This re-post on FB of a Slate post could not have come at a better time! The associated image alone speaks to a main takeaway point from my weekend.
On Saturday while visiting the delightful Augusta Genealogical Society, besides giving three talks on NC research, I gave one talk on the basics of DNA testing for genealogy.
One point I made is that due to the nature of genetics, we don’t get exactly 25% from each grandparent and as you go back in time, you might find that you have large bits of genetic material from one branch of your family tree and practically none from another, regardless of what the basic math suggests on the surface (e.g. 50% from each parent who received 50% from each of their parents, etc)! It is very important to appreciate this when considering autosomal testing.

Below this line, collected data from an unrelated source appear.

PR #2097, opened 2025-04-15
pyproject: set pyright extra import paths

jelly:
Our custom test shebang is not compatible with pyright so we have to like mypy teach it about bots/ our custom testlib.


tomasmatus:
you can ignore the pixeltest fails, new reference was updated with the new container

tomasmatus (approved):

PR #2102, opened 2025-04-22
test: fully type check-application

jelly:
This types the last untyped function `execute` which is a bit of a hassle as it has a first boolean argument which should be the last due to our boolean trap rules.

---

A bit of a yak shave but it should work (tm)


jelly:
centos seems stuck so merging.

PR #2104, opened 2025-04-23
test: fix FBT003 cases in tests

jelly:
Now that we are fully typed since b135d5b4a6ab3cf1ef, fix the last ruff ignore.


martinpitt (approved):
Wow, no ignores any more? :+1:

Issue #2055, opened 2025-03-17
quadlet container service integration


garrett:
We'll eventually want to make sure container + service integration works well, with stopping/starting/restarting containers uses systemd in the background.

For now, one of the easier integration points we can do now is to cross-link containers and services. These are designed to be as simple and unobtrusive as possible, yet provide necessary links between the container and service.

Well, Which Grandparent Are You Most Related to? pursues this concept in some depth based on extensive personal DNA testing in his own family along with the supporting genetics math about how we disproportionately inherit. Though I don’t necessarily agree with the author’s intended use of what he is learning as a geneticist, the point that we don’t inherit equally from grandparents and succeeding generations, is what I want to emphasize.
Related to this, Upfront with NGS recently blogged about In the future ... we might be able to reconstruct what our ancestors looked like! that is based on using DNA data to reconstruct what ancestors may have looked like. A component of this at the individual level is understanding the correlation of DNA to various features along with the recognition that we did not inherit precise percentages of genetic material from all the ancestors of any one generation in our tree.
Some of us look like the spitting image of maternal great aunt Lucy while a sibling might look like paternal uncle Alfred. We know we are siblings and yet genetic inheritance clearly has endowed us with dominant bits from different branches of our family tree. Something to keep in mind as you do DNA testing, start processing your test results and correlate them with test family members, photos of the deceased and more.